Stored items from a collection
_ _ _ _ _
PR #475, opened 2024-05-13
Move resolving ref to digest to manifest handler

phillebaba:
Ref resolving should only be done for manifests to it does not make sense to do it for all requests to the registry.


bittrance (commented):
❤️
_ _ _ _ _
What you need to do -
Above are the entries; copy every line among them that contains the word "resolving".

Worked solution -
Move resolving ref to digest to manifest handler
Ref resolving should only be done for manifests to it does not make sense to do it for all requests to the registry.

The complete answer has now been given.